Four Persuasive Words That Could Have Saved Twelve Lives

Last night I tuned into one of my favorite shows on television, Airline Disasters.  No, I don’t enjoy watching plane crashes. I am, however, interested in the way they probe for the causes of each crash. Crashes caused by poor communication grab my attention. I ask myself what they could have done different to avoid the disaster.

The idea of watching plane crashes may make your belly churn. Take heart. There’s a silver lining at the end of every episode. The results of these crash investigations lead to changes that make us safer.

Sunday’s episode showed a prime example of poor communication. The copilot voiced several warnings to the pilot. His instruments showed they were off course. The pilot dismissed all his concerns. Alarms sounded. The copilot yelled go around.  At four hundred feet in altitude the pilot increased power. He tried to gain altitude. He was too late. The plane crashed into a hill.

The lead investigator noted eighteen instances where the copilot voiced concern. Each time he tried to warn the pilot the plane was off course. Why did the pilot fail to listen?

It’s easy to put all the blame on the pilot. He failed to listen to his copilot. Could the copilot have done something different? We will never know. From the re-enactment of the cockpit voice recorder, I noted three strategies that may have persuaded the captain to listen. Each one yields extra firepower when you communicate to someone in a higher authority.

Indirect Warnings

The copilot raised concerns but he only gave one direct warning. Most of his other statements were hints of a problem. Things that a more experienced pilot could note, but easily dismiss. There’s a time and place for subtlety. Sometimes you just need to be direct and stern. It’s difficult when you’re in a junior position. A direct warning that disaster loomed might have been more convincing.
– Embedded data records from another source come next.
PR #954, opened 2023-11-15
FlippedInterface should propagate flipped to subinterfaces.

### LINKED ISSUE #950: Should `Signature.__getattr__` propagate `flipped` to subinterfaces?
Consider the following code:

```python
from amaranth import Module, Elaboratable
from amaranth.lib.wiring import Component, Signature, In, Out, connect, flipped

import enum


class MyAction(enum.Enum):
    DO_NOTHING = 0
    DO_STUFF = 1


ControlSignature = Signature({
    "action": Out(MyAction)
})


PeripheralSignature = Signature({
    "my_flag": Out(1),
    "ctrl": Out(ControlSignature)
})

# PeripheralSignature is flipped because Signatures are from Initiator POV.
# Peripherals are not Initiators. 
class Peripheral(Component):
    signature = PeripheralSignature.flip()

        m = Module()

        # print(Peripheral.signature.members)

        return m


class Forwarder(Component):
    periph: In(PeripheralSignature)

    def __init__(self):
        super().__init__()

        self.periph_internal = Peripheral()

        m = Module()

        m.submodules.periph_internal = self.periph_internal

        # Forward to inner peripheral.
        connect(m, self.periph_internal, flipped(self.periph))

        return m


InitiatorSignature = Signature({
    "periph": Out(ControlSignature),
})


class Initiator(Component):
    # Pretend that "my_flag" part of PeriphSignature comes from elsewhere,
    # and that it's not appropriate to expose the entire PeripheralSignature
    # to Initiator.
    signature = InitiatorSignature

    def __init__(self):
        super().__init__()

        m = Module()

        return m


class Glue(Elaboratable):
    def __init__(self):
        super().__init__()

        ###

        self.fwd = Forwarder()
        self.ini = Initiator()

        m = Module()

        m.submodules.fwd = self.fwd
        m.submodules.ini = self.ini

        print("self.fwd.signature.members:", self.fwd.signature.members)
        print("self.fwd.periph.signature.members:", self.fwd.periph.signature.members)

        print("self.fwd.periph.ctrl.signature:", self.fwd.periph.ctrl.signature)
        print("type(self.fwd.periph.ctrl.signature):", type(self.fwd.periph.ctrl.signature))

        print("self.fwd.signature.members[\"periph\"].signature.members[\"ctrl\"].signature:",
              self.fwd.signature.members["periph"].signature.members["ctrl"].signature)
        print("type(self.fwd.signature.members[\"periph\"].signature.members[\"ctrl\"].signature):",
              type(self.fwd.signature.members["periph"].signature.members["ctrl"].signature))

        # connect(m, flipped(self.fwd.periph.ctrl), self.ini.periph)
        connect(m, self.fwd.periph.ctrl, self.ini.periph)

        return m


if __name__ == "__main__":
    Glue().elaborate(None)
```

When run as-is, the `connect(m, self.fwd.periph.ctrl, self.ini.periph)` line errors out with `ConnectionError`:

```sh
self.fwd.signature.members: SignatureMembers({'periph': In(Signature({'ctrl': Out(Signature({'action': Out(<enum 'MyAction'>)})), 'my_f

lag': Out(1)}))})
self.fwd.periph.signature.members: SignatureMembers({'my_flag': Out(1), 'ctrl': Out(Signature({'action': Out(<enum 'MyAction'>)}))}).fl

ip()
self.fwd.periph.ctrl.signature: Signature({'action': Out(<enum 'MyAction'>)})
type(self.fwd.periph.ctrl.signature): <class 'amaranth.lib.wiring.Signature'>
self.fwd.signature.members["periph"].signature.members["ctrl"].signature: Signature({'action': Out(<enum 'MyAction'>)}).flip()
type(self.fwd.signature.members["periph"].signature.members["ctrl"].signature): <class 'amaranth.lib.wiring.FlippedSignature'>
  File "C:/msys64/home/William/Projects/MCVE/amaranth-flipped/flipped.py", line 107, in <module>
    Glue().elaborate(None)
  File "C:/msys64/home/William/Projects/MCVE/amaranth-flipped/flipped.py", line 101, in elaborate
    connect(m, self.fwd.periph.ctrl, self.ini.periph)
  File "C:/msys64/mingw64/lib/python3.11/site-packages/amaranth/lib/wiring.py", line 728, in connect
    raise ConnectionError(
amaranth.lib.wiring.ConnectionError: Cannot connect several output members 'arg0.action', 'arg1.action' together
```

It is required to use ` connect(m, flipped(self.fwd.periph.ctrl), self.ini.periph)` to correctly connect the `Initiator` and `Peripheral`s buses described by `ControlSignature`. I thought `self.fwd.periph.ctrl.action` should have the `In()` direction thanks to the `In()` direction of `self.fwd.periph`, and did not understand what's going on. So I added some `print` calls as above to give me some information:

```sh
self.fwd.signature.members: SignatureMembers({'periph': In(Signature({'ctrl': Out(Signature({'action': Out(<enum 'MyAction'>)})), 'my_f

lag': Out(1)}))})
self.fwd.periph.signature.members: SignatureMembers({'my_flag': Out(1), 'ctrl': Out(Signature({'action': Out(<enum 'MyAction'>)}))}).fl

ip()
```

The above two look reasonable to me; accessing `self.fwd.periph` constitutes a `flip()` thanks to `Forwarder`'s `Signature`. Consequently, I would expect access `self.fwd.periph.ctrl` to be flipped and return a `FlippedSignature`. When introspecting the subinterfaces `Signatures` via the `members` mappings, this is exactly what happens:

```
self.fwd.signature.members["periph"].signature.members["ctrl"].signature: Signature({'action': Out(<enum 'MyAction'>)}).flip()
type(self.fwd.signature.members["periph"].signature.members["ctrl"].signature): <class 'amaranth.lib.wiring.FlippedSignature'>
```

However, when access the `periph.ctrl` subinterface signature via `__getattr__`, an unflipped `Signature` is returned. `self.fwd.periph.ctrl` is the input to the failing `connect`, and consequently this is why I need `flipped` in the above snippet to make `connect` work:
```sh
self.fwd.periph.ctrl.signature: Signature({'action': Out(<enum 'MyAction'>)})
type(self.fwd.periph.ctrl.signature): <class 'amaranth.lib.wiring.Signature'>
```

_I think the `Flow`s returned by `member`s introspection and attribute accesses contradict each other, and that the `member`s introspection is correct._ But if these two ways of accessing the `Signature` members _should_ return opposite `Signature` `Flow`s<sup>1</sup>, I find the behavior incredibly unintuitive. Perhaps there should be a diagnostic that goes beyond "pepper your code with `flipped` until your components connect successfully".

## Other Context

This code worked before a90bc7b91a5a4 was merged. After [discussion](https://libera.irclog.whitequark.org/amaranth-lang/2023-10-07#1696708633-1696710343), I was told it's probably a bug in my code. After [discussing](https://libera.irclog.whitequark.org/amaranth-lang/2023-10-12#1697143652-1697146551;) with @zyp, however, I am no longer sure it's a bug in my code. So I filed this issue for clarification.

## Footnotes
1. And this necessitating the use of `flipped` to make the attribute access `Flow` match the `Flow` returned by `members`

cr1901:
Fixes #950.


amaranth/lib/wiring.py
```diff
@@ -570,6 +570,8 @@ def __getattr__(self, name):
         value = getattr(self.__unflipped, name)
         if inspect.ismethod(value):
             return types.MethodType(value.__func__, self)
+        elif isinstance(value, Interface) and name in self.__unflipped.signature.members:
```
whitequark, line 573: I don't think that's right. An interface object isn't an instance of `Interface`, it's an object with a `signature` attribute that is a signature. I think you should just check the type of the member instead.

whitequark (changes requested):

wanda-phi:
I'm not convinced a direct check for `Interface` is correct here — an interface doesn't actually have to inherit from the `Interface` class (and, for one, `FlippedInterface` doesn't), so this could break when a fancy `Signature` subclass with a custom interface class is involved.

A better check might be to check if 1) the name is in the signature, and 2) the relevant signature member is itself a signature.

cr1901:
Improved added test after feedback from @wanda-phi (tyvm!).

amaranth/lib/wiring.py
```diff
@@ -570,6 +570,9 @@ def __getattr__(self, name):
         value = getattr(self.__unflipped, name)
         if inspect.ismethod(value):
             return types.MethodType(value.__func__, self)
+        elif name in self.__unflipped.signature.members and \
```
wanda-phi, line 573: it's usually prefered to put long conditions in parentheses instead of using backslash continuation

cr1901: Should I make a new PR to add `flake8` to `dev-dependencies`, a `.flake8` file (since `flake8` does not support `pyproject.toml` and it is apparently [nontrivial](https://github.com/PyCQA/flake8/issues/234) to add) and: https://github.com/planetlabs/flake8-continuation?

whitequark: No flake8.

whitequark (approved):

The copilot gave no plausible reason why things were off.  He lacked experience and knowledge. He could not articulate why things looked off. Perhaps if he said “our compasses don’t match” the pilot would have seen the problem.

Those four words could have saved the lives of the passengers and crew. The copilot didn’t know his stuff.  He could not offer a plausible reason for his concerns. Maybe that’s why the pilot failed to take him seriously.
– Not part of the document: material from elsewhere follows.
PR #1180, opened 2024-03-03
test_hdl_ir: Add a bunch of tests for NIR emitter.

wanda-phi:


whitequark (approved):
I liked the original title!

The copilot gave up his power. When the pilot rebuked him he gave in. To his credit he tried several more times. He never insisted. He never put himself on the line and demanded they abort the approach. It’s easy for me to say he should have stuck his neck out. There may have been consequences to challenging his pilot. He may have been wrong. That would reflect poorly on his record. At least they all would be alive.

Fortunately for us, most situations that require us to challenge an authority figure are not life and death. There’s less at stake. As you can see, even in life and death decisions, humans find it difficult to do what’s uncomfortable.